Fu Tianfan, Hoang Trong Nghia, Xiao Cao, Sun Jimeng
Department of Computational Science and Engineering, Georgia Institute of Technology.
MIT-IBM Watson AI Lab, IBM Research.
IJCAI (U S). 2019 Aug;2019:5857-5863. doi: 10.24963/ijcai.2019/812.
Predictive phenotyping is about accurately predicting what phenotypes will occur in the next clinical visit based on longitudinal Electronic Health Record (EHR) data. While deep learning (DL) models have recently demonstrated strong performance in predictive phenotyping, they require access to a large amount of labeled data, which are expensive to acquire. To address this label-insufficient challenge, we propose a deep dictionary learning framework (DDL) for phenotyping, which utilizes unlabeled data as a complementary source of information to generate a better, more succinct data representation.

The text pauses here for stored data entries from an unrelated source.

PR #8025, opened 2026-01-27
runtime: harden feature activation logic

ripatel-fd:
- Only consider accounts owned by the feature program for
  activation (fixes a stray FD_LOG_WARNING for account
  9LZdXeKGeBV6hRLdxS1rHbHoEUsKqesCC2ZAPTPKJAbK, which was
  initialized a year ago, but is still owned by the system
  program)
- Do not crash with FD_LOG_CRIT if the feature account is too
  small to activate, log a warning instead
- Simplify serialization logic

### DIFF
--- a/src/flamenco/runtime/fd_runtime.c
+++ b/src/flamenco/runtime/fd_runtime.c
@@ -464,35 +464,34 @@ fd_feature_activate( fd_bank_t *               bank,
     return;
   }
 
-  FD_BASE58_ENCODE_32_BYTES( addr->uc, addr_b58 );
-  fd_feature_t feature[1];
-  int decode_err = 0;
-  if( FD_UNLIKELY( !fd_bincode_decode_static( feature, feature, fd_accdb_ref_data_const( ro ), fd_accdb_ref_data_sz( ro ), &decode_err ) ) ) {
+  if( FD_UNLIKELY( !fd_pubkey_eq( fd_accdb_ref_owner( ro ), &fd_solana_feature_program_id ) ) ) {
+    /* Feature account not yet initialized */
     fd_accdb_close_ro( accdb, ro );
-    FD_LOG_WARNING(( "Failed to decode feature account %s (%d)", addr_b58, decode_err ));
     return;
   }
-  fd_accdb_close_ro( accdb, ro );
 
-  if( feature->has_activated_at ) {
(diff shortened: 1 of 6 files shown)


src/flamenco/runtime/fd_runtime.c
```diff
@@ -464,7 +464,21 @@ fd_feature_activate( fd_bank_t *               bank,
...
+  if( FD_UNLIKELY( !fd_pubkey_eq( fd_accdb_ref_owner( ro ), &fd_solana_feature_program_id ) ) ) {
+    /* Feature account not yet initialized */
+    fd_accdb_close_ro( accdb, ro );
+    return;
+  }
+
   FD_BASE58_ENCODE_32_BYTES( addr->uc, addr_b58 );
+  ulong data_space = fd_accdb_ref_data_sz( ro );
+  if( FD_UNLIKELY( data_space<9UL ) ) {
+    /* Feature account too small to be valid */
```
ibhatt-jumptrading: can you define this as a const somewhere

src/flamenco/runtime/fd_runtime.c
```diff
@@ -464,35 +464,34 @@ fd_feature_activate( fd_bank_t *               bank,
...
-    fd_features_set( features, id, feature->activated_at);
-  } else {
-    FD_LOG_DEBUG(( "Feature %s not activated at %lu, activating", addr_b58, feature->activated_at ));
+  FD_BASE58_ENCODE_32_BYTES( addr->uc, addr_b58 );
+
+  fd_feature_t feature;
+  if( FD_UNLIKELY( !fd_feature_decode( &feature, fd_accdb_ref_data_const( ro ), fd_accdb_ref_data_sz( ro ) ) ) ) {
+    FD_LOG_WARNING(( "cannot activate feature %s, corrupt account data", addr_b58 ));
+    FD_LOG_HEXDUMP_NOTICE(( "corrupt feature account", fd_accdb_ref_data_const( ro ), fd_accdb_ref_data_sz( ro ) ));
+    fd_accdb_close_ro( accdb, ro );
```
ibhatt-jumptrading, line 479: if feature account is malformed should we crash here

ripatel-fd: IMO no because Agave doesn't crash either here

PR #8962, opened 2026-03-19
gossvf: zero ContactInfos with multicast auxiliary sockets

### LINKED ISSUE #8396: Gossip should reject ContactInfos with multicast IP address

Rhovian:
## Summary

Zero out ContactInfo fields from gossip where any auxiliary socket (TVU, TPU, repair, etc.) has a multicast IP address. The gossip socket was already validated against multicast; this extends the check to all other sockets.

- Adds a multicast check loop over all ContactInfo sockets in `verify_addresses()`
- Intentionally scoped to multicast only — does not enforce public/private policy on non-gossip sockets
- IPv6 sockets are skipped (not coerced to zero), preserving existing behavior for peers advertising IPv6

Resolves #8396 

cc @mmcgee-jump


mmcgee-jump:
This behavior diverges from Agave, so I need to review why that is and how they solve this

mmcgee-jump (changes requested):
.

Rhovian:
> This behavior diverges from Agave, so I need to review why that is and how they solve this

My read of Agave is that it already sanitizes all ContactInfo sockets during deserialization, not just gossip. In [TryFrom<ContactInfoLite>](https://github.com/anza-xyz/agave/blob/master/gossip/src/contact_info.rs#L540), the loop at [L569](https://github.com/anza-xyz/agave/blob/master/gossip/src/contact_info.rs#L569) iterates every SocketEntry and calls [sanitize_socket()](https://github.com/anza-xyz/agave/blob/master/gossip/src/contact_info.rs#L578), which rejects multicast via [is_multicast()](https://github.com/anza-xyz/agave/blob/master/gossip/src/contact_info.rs#L603). This covers all socket types — TPU, TVU, repair, etc.

The difference is in severity: Agave silently omits the bad socket from the cache ([L578-580](https://github.com/anza-xyz/agave/blob/master/gossip/src/contact_info.rs#L578)) but still accepts the ContactInfo into CRDS — only a bad gossip socket triggers full rejection via [verify_gossip_addr()](https://github.com/anza-xyz/agave/blob/master/gossip/src/cluster_info.rs#L2483). This PR is stricter: it drops the entire ContactInfo at [L662](https://github.com/firedancer-io/firedancer/pull/8962/files#diff-L662), which seems like the right call given there's no legitimate multicast use case — Agave's own codebase [explicitly states](https://github.com/anza-xyz/agave/blob/master/gossip/src/node.rs#L62) "Agave does not currently support multicast," and turbine/repair/TPU are all unicast.

I'll leave the PR open as is lmk what you think @mmcgee-jump

ripatel-fd:
> This PR is stricter: it drops the entire ContactInfo

Firedancer aims to match Agave's CRDS filtering rules exactly. If either side filters more aggressively it would just cause persistent unnecessary traffic, because the protocol gets into a loop where the more lenient side keeps retransmitting the dropped value to the more aggressively-filtering side over and over.

Rhovian:
> > This PR is stricter: it drops the entire ContactInfo
> 
> Firedancer aims to match Agave's CRDS filtering rules exactly. If either side filters more aggressively it would just cause persistent unnecessary traffic, because the protocol gets into a loop where the more lenient side keeps retransmitting the dropped value to the more aggressively-filtering side over and over.

Given this, the divergence is entirely Multicast non-gossip socket (TVU, repair, etc.):

- agave: accept ContactInfo into CRDS, silently omit bad socket from cache
- firedancer: drop the entire ContactInfo

So I think to reach parity firedancer should also accept ContactInfo into CRDS but sanitize at deserialization time. I'd implement it by adjusting the current pr's drop to in place zeroing, something like:

```c
if( fd_ip4_addr_is_mcast( sock->ip4 ) ) {
  sock->ip4 = 0;
  sock->port = 0;
}
```

if yall think that makes sense, i'll adjust the PR.

edit, parity caveats:

- txsend and the repair path currently treat a zeroed socket as “keep the last cached endpoint” rather than “socket absent”
- multicast-only auxiliary-socket sanitize still wouldn’t fully match Agave, because Agave treats auxiliary IPv4 sockets with ip4 == 0 and nonzero port as absent, while Firedancer would still retain them

Rhovian:
Updated to match Agave's CRDS filtering: non-gossip multicast sockets are now zeroed in place (ip4=0, port=0) instead of dropping the entire ContactInfo.

Deffered for follow up work: txsend and repair treat zeroed sockets as "keep old cached value" rather than "socket absent"

PR #8965, opened 2026-03-19
repair: fix ping_cnt accounting for queued pongs

two-heart:


emwang-jump:
just noticed this! I ended up merging a fix in another PR but thanks for the catch 😁

PR #8976, opened 2026-03-19
bank: implement ABI changes for Agave 4.0

ptaffet-jump:
Compare with e.g. https://github.com/firedancer-io/firedancer/blob/ae885fde80068a6b54d9395a0edefc1e4989dda7/src/discoh/bank/fd_bank_abi.c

Our empirical evaluations on multiple EHR datasets demonstrated that DDL outperforms the existing predictive phenotyping methods on a wide variety of clinical tasks that require patient phenotyping. The results also show that unlabeled data can be used to generate better data representation that helps improve DDL's phenotyping performance over existing methods that only uses labeled data.
预测性表型分析旨在基于纵向电子健康记录(EHR)数据准确预测下次临床就诊时会出现哪些表型。虽然深度学习(DL)模型最近在预测性表型分析中表现出强大性能,但它们需要访问大量标记数据,而获取这些数据成本高昂。为应对这种标记数据不足的挑战,我们提出了一种用于表型分析的深度字典学习框架(DDL),该框架将未标记数据用作补充信息源,以生成更好、更简洁的数据表示。我们在多个EHR数据集上的实证评估表明,在各种需要患者表型分析的临床任务中,DDL优于现有的预测性表型分析方法。结果还表明,未标记数据可用于生成更好的数据表示,这有助于提高DDL相对于仅使用标记数据的现有方法的表型分析性能。